The release of the studies comes just one day before the U.S. Food and Drug Administration (FDA) begins three days of public hearings on cox-2 inhibitors. The results will be a focal point of panel deliberations.

The release of the findings also coincides with an announcement Tuesday by the FDA that it will create a Drug Safety Oversight Board, which will monitor approved drugs for unexpected side effects or problems. The board will also set up a drug safety Web page with emerging information for approved drugs that will include side effects, safety risks and steps that can be taken to minimize problems. Another journal editorialist, Dr. Bruce Psaty of the University of Washington in Seattle, called for the creation of just such an entity in his article.

In reality, most of the data from the three studies is not new.
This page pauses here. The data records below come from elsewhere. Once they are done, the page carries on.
PR #2236, opened 2024-11-19
Render DateDifferences in sandbox

inglesp:


tests/unit/test_sandbox.py
```diff
@@ -7,11 +7,11 @@
 
 
 user_input = """
-from ehrql import Dataset
+from ehrql import create_dataset
```
evansd: Thanks. We need to do a clean-sweep of the codebase for instances of this at some point because they occur quite frequently in the tests.

ehrql/sandbox.py
```diff
@@ -16,6 +16,7 @@ def run(dummy_tables_path):
     # Overwrite __repr__ methods to display contents of frame/series.
     BaseFrame.__repr__ = lambda self: repr(engine.evaluate(self))
     BaseSeries.__repr__ = lambda self: repr(engine.evaluate(self))
+    DateDifference.__repr__ = lambda self: repr(engine.evaluate(self.days))
```
evansd, line 19: It might be helpful to add the units here to make it more obvious that this is a different kind of value from a simple integer.

You could do that using something like this:
```py
DateDifference.__repr__ = lambda self: repr(
    format_column(engine.evaluate(self.days), "{} days")
)

```

With `format_column` defined as:
```py
from ehrql.query_engines.in_memory_database import apply_function


def format_column(column, template):
    return apply_function(template.format, column)
```

evansd (approved):
A nice improvement, thanks.

I've realised that this won't apply to the `debug()` command because when I did the refactoring there I'd forgotten that it was copy-pasted from the sandbox and not shared with it.

I think the answer is to replace the monkey-patching code in the sandbox with the `activate_debug_context` context manager as used in `ehrql/loaders.py`:
https://github.com/opensafely-core/ehrql/blob/5a730b5ad451cc08be82bca361714da8af12d4eb/ehrql/loaders.py#L266-L269

And then move your changes to the `debugger` module.

inglesp:
Closing in favour of #2240.

PR #2240, opened 2024-11-20
Render DateDifferences when debugging

inglesp:
Replaces #2236.

### DIFF
--- a/tests/unit/test_debugger.py
+++ b/tests/unit/test_debugger.py
@@ -1,5 +1,6 @@
 import json
 import textwrap
+from datetime import date
 
 import pytest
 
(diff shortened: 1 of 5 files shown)


tests/unit/test_debugger.py
```diff
@@ -246,12 +255,14 @@ def test_repr_related_patient_series(dummy_tables_path, capsys):
 def test_repr_related_event_series(dummy_tables_path, capsys):
     with activate_debug_context(
         dummy_tables_path=dummy_tables_path,
-        render_function=lambda value: json.dumps(list(value), indent=4),
+        render_function=lambda value: json.dumps(
+            list(value), indent=4, default=date_serializer
```
evansd, line 259: Ughh, sorry about this. I only used JSON here because it gave nicer output than either `repr()` or `pprint.pformat()`.

evansd (approved):

PR #2241, opened 2024-11-20
Support quizes as externally managed files

evansd:
This builds on the work in #2230 but moves the definition of the quiz itself, and the mechanism for executing it, outside of ehrQL.

Instead, the plan is that we define the quiz in a standalone Python file e.g. `erhql_quiz_answers.py`:
```py
from ehrql import create_dataset
from ehrql.quiz import Question, Questions
from ehrql.tables.core import clinical_events, patients


introduction = """\
Welcome to the ehrQL Quiz!
"""


questions = Questions()
questions.set_dummy_tables_path("dummy_tables")

questions[1] = Question(
    """
    Add column `age` to the dataset corresponding to the patient's age on January 1, 2024.
    """,
)
questions[1].expected = create_dataset()
questions[1].expected.age = patients.age_on("2024-01-01")


questions[2] = Question(
    """
    Filter the clinical events table to only include records with SNOMED code `60621009`.
    """,
)
questions[2].expected = clinical_events.where(
    clinical_events.snomedct_code.is_in(["60621009"])
)
```

We also provide a command `scripts/generate_quiz_from_answers.py` which takes a file like the one above and generates an empty template quiz file ready to completed e.g.
```py
# Welcome to the ehrQL Quiz!

from ehrql_quiz_answers import questions

from ehrql import create_dataset, debug
from ehrql.tables.core import clinical_events, patients


# Question 1
# Add column `age` to the dataset corresponding to the patient's age on January 1, 2024.
dataset = create_dataset()
dataset.age = patients.age_on("2000-01-01")
debug(dataset.age)
answer = dataset
questions[1].check(answer)

# Question 2
# Filter the clinical events table to only include records with SNOMED code `60621009`.
answer = ...
questions[2].check(answer)

questions.summarise()
```

This file can then be run via our VSCode extension, directly via the `debug` command, or just as a vanilla Python script.

Both the template quiz and the answers file would need to be committed alongside each other, as well as the relevant dummy tables.

To avoid users spoiling their learning experience by accidentally looking at the answers file I suggest adding a header like:
```py
################################################################
#                                                              #
#  IF YOU'RE LOOKING FOR THE EHRQL QUIZ THIS IS THE WRONG FILE #
#                                                              #
################################################################
#
# The file you want is called `ehrql_quiz.py`.
#
# This file defines the ehrQL quiz questions and provides the answers. If you don't want
# to spoil the quiz, don't look ahead!
#
#
#
```
(Followed by enough comment lines to shunt the code well off screen.)


tests/unit/test_quiz.py
```diff
@@ -340,3 +340,12 @@ def test_questions():
...
     assert questions[2].engine.dsn.name == "test_dummy_path"
+
+
+def test_set_dummy_tables_path_in_debug_context():
+    with debugger.activate_debug_context(
+        dummy_tables_path="foo", render_function=lambda v: v
+    ):
+        questions = quiz.Questions()
+        questions.set_dummy_tables_path("bar")
+        assert debugger.DEBUG_QUERY_ENGINE.dsn.name == "bar"
```
inglesp, line 351: Worth an assert that `debugger.DEBUG_QUERY_ENGINE` gets reset outside the context manager?

inglesp (approved):

PR #2255, opened 2024-11-27
Better distribution of number of events

DRMacIver:
This solves a couple of problems (as witnessed in the tests):

1. Our distribution of number of event rows creates a very skewed distribution for binary properties based on whether an event with some code exists.
2. If our population definition depends on some event existing (or not existing) we may not do a very good job of data generation.

The first is fixed by replacing the uniform distribution with a geometric one. This biases dummy data much more towards having small number of events per patient.

Set against that we also do some work to figure out if particular tables seem to be needed (or forbidden - that usually shouldn't happen in real queries I think, but might if we're bad at generating the right data) and modifies the row count distribution in future iterations if so.

### DIFF
--- a/ehrql/dummy_data_nextgen/generator.py
+++ b/ehrql/dummy_data_nextgen/generator.py
@@ -318,8 +318,9 @@ class DummyPatientGenerator:
         if table_info.has_one_row_per_patient:
             row_count = self.rnd.randint(0, 1)
         else:
-            # Geometric distribution with parameter 0.25. Will 3 events per patient.
-            row_count = math.floor(math.log(self.rnd.random()) / math.log(1 - 0.25))
+            # Geometric distribution with parameter 0.2. Will average 4 (=1/0.2 - 1) events
+            # per patient.
+            row_count = math.floor(math.log(self.rnd.random()) / math.log(1 - 0.2))
             if self.required_tables and table_info.name in self.required_tables:
                 row_count += 1
         return [{} for _ in range(row_count)]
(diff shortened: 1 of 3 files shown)


ehrql/dummy_data_nextgen/generator.py
```diff
@@ -106,6 +111,25 @@ def get_data(self):
                 if found >= self.population_size:
                     break
 
+            if generator.required_tables is None and valid_patient_ids:
```
rebkwok, line 114: Just trying to understand what's going on here; in the first batch of patients generated, we go through all of the tables in the database, and built a dict which has keys patient_id and values a set of tables that that patient appears in. Then we loop through all the patient IDs and update `required_tables` and `forbidden_tables` to be all tables that at least one patient has an entry in, and all tables that no patients have any entries in respectively.

And then on line 324 we use the existence of the required tables built in this step, so on subsequent batches of generated patient IDs, if the table is in required tables, the row count for event-level tables is increased by 1.

Tables in the database are populated by the tables in the population query (other tables that are needed for the dataset by aren't required for determining population membership are added later, but not added to the database), so if a tables isn't required for the population query, it won't be in the required tables and it will have a lower event-level row count.

I'm struggling to understand why we're doing this though.

rebkwok: Actually, maybe I do understand. The geometric distribution can be 0, so if the table is required for the population inclusion, it ensures that the rows are at least 1.

But this isn't the case on the first batch, is it? Because then self.required_tables is None, so if the row count is calculated as 0, it won't be incremented.

rebkwok (commented):
I've added some comments which are more just me trying to understand why the code is doing what it's doing. I may just have completed misunderstood it, but it might help see where I've misunderstood

rebkwok (approved):

PR #2256, opened 2024-11-28
Revert buggy in-memory engine change

evansd:
This reverts the changes in #2247 which caused the in-memory engine to give incorrect results. As the in-memory engine is used for dummy data generation I don't think we can afford to live with this.

Fixing this would involve having some mechanism whereby a PatientFrame derived from an EventFrame by picking rows can distinguish patient_ids which are actually present in the frame from those which exist just in order to give less confusing results in the sandbox/debug context.

The bug was originally [discovered](https://github.com/opensafely-core/ehrql/actions/runs/12050788107/job/33600394222) by the overnight generative tests (thanks Hypothesis!).

Slack discussion:
https://bennettoxford.slack.com/archives/C069YDR4NCA/p1732729097689479

### DIFF
--- a/ehrql/query_engines/in_memory_database.py
+++ b/ehrql/query_engines/in_memory_database.py
@@ -208,7 +208,7 @@ class EventTable:
     def pick_at_index(self, ix):
         return PatientTable(
             {
-                name: col.pick_at_index(ix, name == "patient_id")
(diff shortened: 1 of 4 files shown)


inglesp (approved):
Thanks for adding the regression test

PR #2261, opened 2024-11-28
Added 2 vscode configs for local debugging

rw251:
VSCode users will now see two extra debug options:
1. Debug the currently open test file
2. Debug the doc generation process
 
image

### DIFF
--- a/.vscode/launch.json
+++ b/.vscode/launch.json
@@ -1,0 +1,21 @@
+{
+  "version": "0.2.0",
+  "configurations": [
+    {
+      "name": "Debug: Current test file",
+      "type": "debugpy",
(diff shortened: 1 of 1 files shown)


.vscode/launch.json
```diff
@@ -0,0 +1,21 @@
+{
+  "version": "0.2.0",
```
inglesp, line 2: What's the significance of the version number?

inglesp (approved):

.vscode/launch.json
rw251: That's the version of the vscode config language i.e. what defines all the keys in the json. It gets autogenerated when you first create the config file.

"All three of these we've seen," Drazen said. "It's like going to the movies and seeing the previews. This is the first chance to see the data reviewed in the cold, hard light of day as opposed to what drug companies wanted us to see."

Disturbing results from the first trial prompted Merck to pull Vioxx from the market in September. In this study, which was funded by Merck and originally designed to assess the effect of the drug on recurrent colorectal polyps, patients taking 25 milligrams of Vioxx a day had about double the rate of cardiovascular events as people taking a placebo, although the absolute number was relatively low (46 vs. 26 in a total group of more than 2,500). Oddly, the risk was not seen until about 18 months out, something which has not been found in other, similar trials.
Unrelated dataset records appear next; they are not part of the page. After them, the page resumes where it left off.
PR #2263, opened 2024-11-28
Render debugged DateDifference elements with other related series

rebkwok:
DateDifference nodes are not themselves a Series. However, we
render them as the repr of their .days method, which IS a Series.
In order to determine whether a DateDifference is related to other
debugged elements, we need to compare it as days.

We also move the decision about what to render to the sandbox
query engine's evaluate method.

### DIFF
--- a/ehrql/debugger.py
+++ b/ehrql/debugger.py
@@ -5,7 +5,6 @@ import sys
 from ehrql.query_engines.in_memory_database import (
     EventColumn,
     PatientColumn,
-    apply_function,
 )
 from ehrql.query_engines.sandbox import SandboxQueryEngine
 from ehrql.query_language import BaseFrame, BaseSeries, Dataset, DateDifference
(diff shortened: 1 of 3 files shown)


evansd (commented):
I think there might be a much simpler factoring here which would be to teach `SandboxEngine.evalute()` how to handle `DateDifference` objects i.e. calling `evaluate(date_diff.days)` and using `apply_function()` to add the units.

In fact, I think it would also make sense to have `evaluate()` handle `Dataset` instances as well and do the right thing there.

That would mean the `__repr__` method for every type becomes the same:
```py
def repr_ehrql(obj):
    return query_engine.evaluate(obj)._render_(
        render_function
    )

BaseFrame.__repr__ = repr_ehrql
BaseSeries.__repr__ = repr_ehrql
DateDifference.__repr__ = repr_ehrql
Dataset.__repr__ = repr_ehrql
```

rebkwok:
@evansd Thanks - I've done as you suggested, and it has made even more things simpler that I originally thought. There's no need to keep track of which columns are date diff ones if `evaluate()` does the unit formatting.

evansd (approved):
Great! Glad that actually worked. I'm always a _bit_ nervous when I suggest a simpler approach that there'll be something silly I missed which means it won't work.

There might be some stuff you can delete from the PR description now.

I also missed last time round that it needs a pedantic commit prefix :disappointed:

rebkwok:
Ah, yes - I updated the commit message but not the pr description. And bah, semantic commit again, thanks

The second study, also designed to look at colorectal cancer prevention originally, found that people taking Celebrex for an average of almost three years had an increased rate of heart attacks, strokes, heart failure and death. That study was partly funded by its maker, Pfizer Inc., which continues to market the drug.

"These were the results that prompted the announcement on Dec. 17 that the study was being stopped," said lead researcher Dr. Scott D. Solomon, director of noninvasive cardiology at Brigham and Women's Hospital, in Boston. "This report is a more detailed description of the data, although there were no major surprises." Solomon and his team were brought in late last year to perform a cardiovascular analysis.

The rate of adverse events was 1 percent among people taking a placebo, 2.3 percent among those taking 200 milligrams of Celebrex twice a day, and 3.4 percent among those taking 400 milligrams of the drug twice a day.

The third study looked at another cox-2 inhibitor, Bextra, and its intravenous counterpart, in individuals undergoing coronary-artery bypass surgery. Again, this study was funded in part by Pfizer, which makes the medication and continues to sell it. Participants taking one or both of the drugs had a 7.4 percent incidence of adverse events vs. 4 percent in the placebo group. The risk difference was greater when assessed in patients taking both drugs consecutively: 2 percent vs. 0.5 percent in the placebo group.

While all this seems to serve as a clear indictment of this particular class of medications, the stakes have grown considerably since the trouble first cropped up.

A drug registry, such as the one that is about to be implemented by the FDA, may have helped avoid such an outcome. "We had no way of knowing that nothing was happening [there were no trials looking at cardiovascular risks] because trials didn't need to be registered," Drazen explained.

But Solomon said the issue was one of weighing risks and benefits, and the full picture on both sides of the equation has yet to emerge.

"We need to be cautious about the use of these agents but, remember, with every drug there are risks and benefits and that's something that people sometimes forget," Solomon said. "All medications have risks and we need to appropriately weight these newfound risks with any potential benefits of these drugs, including the possibility that they might inhibit tumor growth."

The data on cancer prevention, he said, will be available in three to six months.

As to what the FDA will do with all this information, Solomon would not speculate.

"Where they're going to go with this I certainly can't say," he said. "They could go so far as to pull the drugs off the market, or simply decide to add labeling restrictions."